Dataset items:
========

PR #9230, opened 2025-02-17
feat(tesseract): Pre-aggregation planning fallback

waralexrom:
**Check List**

[For example #12]

[Description goes here]

### DIFF
--- a/packages/cubejs-schema-compiler/src/adapter/BaseQuery.js
+++ b/packages/cubejs-schema-compiler/src/adapter/BaseQuery.js
@@ -286,11 +286,9 @@ export class BaseQuery {
       return dimension;
     }).filter(R.identity).map(this.newTimeDimension.bind(this));
     this.allFilters = this.timeDimensions.concat(this.segments).concat(this.filters);
+    this.useNativeSqlPlanner = this.options.useNativeSqlPlanner ?? getEnv('nativeSqlPlanner');
+    this.prebuildJoin();
 
-    if (!getEnv('nativeSqlPlanner')) {
-      // Tesseract doesn't require join to be prebuilt and there's a case where single join can't be built for multi-fact query
-      this.join = this.joinGraph.buildJoin(this.allJoinHints);
-    }
     this.cubeAliasPrefix = this.options.cubeAliasPrefix;
     this.preAggregationsSchemaOption = this.options.preAggregationsSchema ?? DEFAULT_PREAGGREGATIONS_SCHEMA;
     this.externalQueryClass = this.options.externalQueryClass;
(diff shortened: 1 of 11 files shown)


packages/cubejs-schema-compiler/src/adapter/BaseQuery.js
```diff
@@ -278,11 +278,9 @@ export class BaseQuery {
       return dimension;
     }).filter(R.identity).map(this.newTimeDimension.bind(this));
     this.allFilters = this.timeDimensions.concat(this.segments).concat(this.filters);
+    this.useNativeSqlPlanner = this.options.useNativeSqlPlanner ?? getEnv('nativeSqlPlanner');
```
KSDaemon, line 281: It would be good to add `.default('false')` to this env so the useNativeSqlPlanner can be always bool.

packages/cubejs-schema-compiler/src/adapter/BaseQuery.js
```diff
@@ -603,33 +609,61 @@ export class BaseQuery {
     return false;
   }
 
+  newQueryNotUseNative() {
```
KSDaemon, line 612:
```suggestion
  newQueryWithoutNative() {
```

packages/cubejs-schema-compiler/src/adapter/BaseQuery.js
```diff
@@ -603,33 +609,61 @@ export class BaseQuery {
...
+          isRelatedToPreAggregation = true;
+        }
+      } else {
+        let preAggForQuery =
+          this.preAggregations.findPreAggregationForQuery();
+        if (this.options.disableExternalPreAggregations && preAggForQuery && preAggForQuery.preAggregation.external) {
+          preAggForQuery = undefined;
+        }
+        if (preAggForQuery) {
+          isRelatedToPreAggregation = true;
```
KSDaemon, line 644: It looks like these 2 ifs can be combined into one. Smth like:
```js
if (!(this.options.disableExternalPreAggregations && 
preAggForQuery && 
preAggForQuery.preAggregation.external)) {
  isRelatedToPreAggregation = true;
```

packages/cubejs-schema-compiler/src/adapter/BaseQuery.js
```diff
@@ -2960,6 +2994,7 @@ export class BaseQuery {
   }
 
   newSubQueryForCube(cube, options) {
+    options = { ...options, useNativeSqlPlanner: false }; // We not use tesseract for pre-aggregations generation yet
```
KSDaemon, line 2997:
```suggestion
    options = { ...options, useNativeSqlPlanner: false }; // We don't use tesseract for pre-aggregations generation yet
```

packages/cubejs-schema-compiler/src/adapter/BaseQuery.js
waralexrom: done

packages/cubejs-schema-compiler/src/adapter/BaseQuery.js
waralexrom: done

packages/cubejs-schema-compiler/src/adapter/BaseQuery.js
waralexrom: The current version seems more readable to me. In any case, this is a very temporary solution

packages/cubejs-schema-compiler/src/adapter/BaseQuery.js
waralexrom: done

KSDaemon (approved):
👍🏻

========

Task objective =
Line by line, the data should be returned exactly as written.

Output =
PR #9230, opened 2025-02-17
feat(tesseract): Pre-aggregation planning fallback

waralexrom:
**Check List**

[For example #12]

[Description goes here]

### DIFF
--- a/packages/cubejs-schema-compiler/src/adapter/BaseQuery.js
+++ b/packages/cubejs-schema-compiler/src/adapter/BaseQuery.js
@@ -286,11 +286,9 @@ export class BaseQuery {
       return dimension;
     }).filter(R.identity).map(this.newTimeDimension.bind(this));
     this.allFilters = this.timeDimensions.concat(this.segments).concat(this.filters);
+    this.useNativeSqlPlanner = this.options.useNativeSqlPlanner ?? getEnv('nativeSqlPlanner');
+    this.prebuildJoin();
 
-    if (!getEnv('nativeSqlPlanner')) {
-      // Tesseract doesn't require join to be prebuilt and there's a case where single join can't be built for multi-fact query
-      this.join = this.joinGraph.buildJoin(this.allJoinHints);
-    }
     this.cubeAliasPrefix = this.options.cubeAliasPrefix;
     this.preAggregationsSchemaOption = this.options.preAggregationsSchema ?? DEFAULT_PREAGGREGATIONS_SCHEMA;
     this.externalQueryClass = this.options.externalQueryClass;
(diff shortened: 1 of 11 files shown)


packages/cubejs-schema-compiler/src/adapter/BaseQuery.js
```diff
@@ -278,11 +278,9 @@ export class BaseQuery {
       return dimension;
     }).filter(R.identity).map(this.newTimeDimension.bind(this));
     this.allFilters = this.timeDimensions.concat(this.segments).concat(this.filters);
+    this.useNativeSqlPlanner = this.options.useNativeSqlPlanner ?? getEnv('nativeSqlPlanner');
```
KSDaemon, line 281: It would be good to add `.default('false')` to this env so the useNativeSqlPlanner can be always bool.

packages/cubejs-schema-compiler/src/adapter/BaseQuery.js
```diff
@@ -603,33 +609,61 @@ export class BaseQuery {
     return false;
   }
 
+  newQueryNotUseNative() {
```
KSDaemon, line 612:
```suggestion
  newQueryWithoutNative() {
```

packages/cubejs-schema-compiler/src/adapter/BaseQuery.js
```diff
@@ -603,33 +609,61 @@ export class BaseQuery {
...
+          isRelatedToPreAggregation = true;
+        }
+      } else {
+        let preAggForQuery =
+          this.preAggregations.findPreAggregationForQuery();
+        if (this.options.disableExternalPreAggregations && preAggForQuery && preAggForQuery.preAggregation.external) {
+          preAggForQuery = undefined;
+        }
+        if (preAggForQuery) {
+          isRelatedToPreAggregation = true;
```
KSDaemon, line 644: It looks like these 2 ifs can be combined into one. Smth like:
```js
if (!(this.options.disableExternalPreAggregations && 
preAggForQuery && 
preAggForQuery.preAggregation.external)) {
  isRelatedToPreAggregation = true;
```

packages/cubejs-schema-compiler/src/adapter/BaseQuery.js
```diff
@@ -2960,6 +2994,7 @@ export class BaseQuery {
   }
 
   newSubQueryForCube(cube, options) {
+    options = { ...options, useNativeSqlPlanner: false }; // We not use tesseract for pre-aggregations generation yet
```
KSDaemon, line 2997:
```suggestion
    options = { ...options, useNativeSqlPlanner: false }; // We don't use tesseract for pre-aggregations generation yet
```

packages/cubejs-schema-compiler/src/adapter/BaseQuery.js
waralexrom: done

packages/cubejs-schema-compiler/src/adapter/BaseQuery.js
waralexrom: done

packages/cubejs-schema-compiler/src/adapter/BaseQuery.js
waralexrom: The current version seems more readable to me. In any case, this is a very temporary solution

packages/cubejs-schema-compiler/src/adapter/BaseQuery.js
waralexrom: done

KSDaemon (approved):
👍🏻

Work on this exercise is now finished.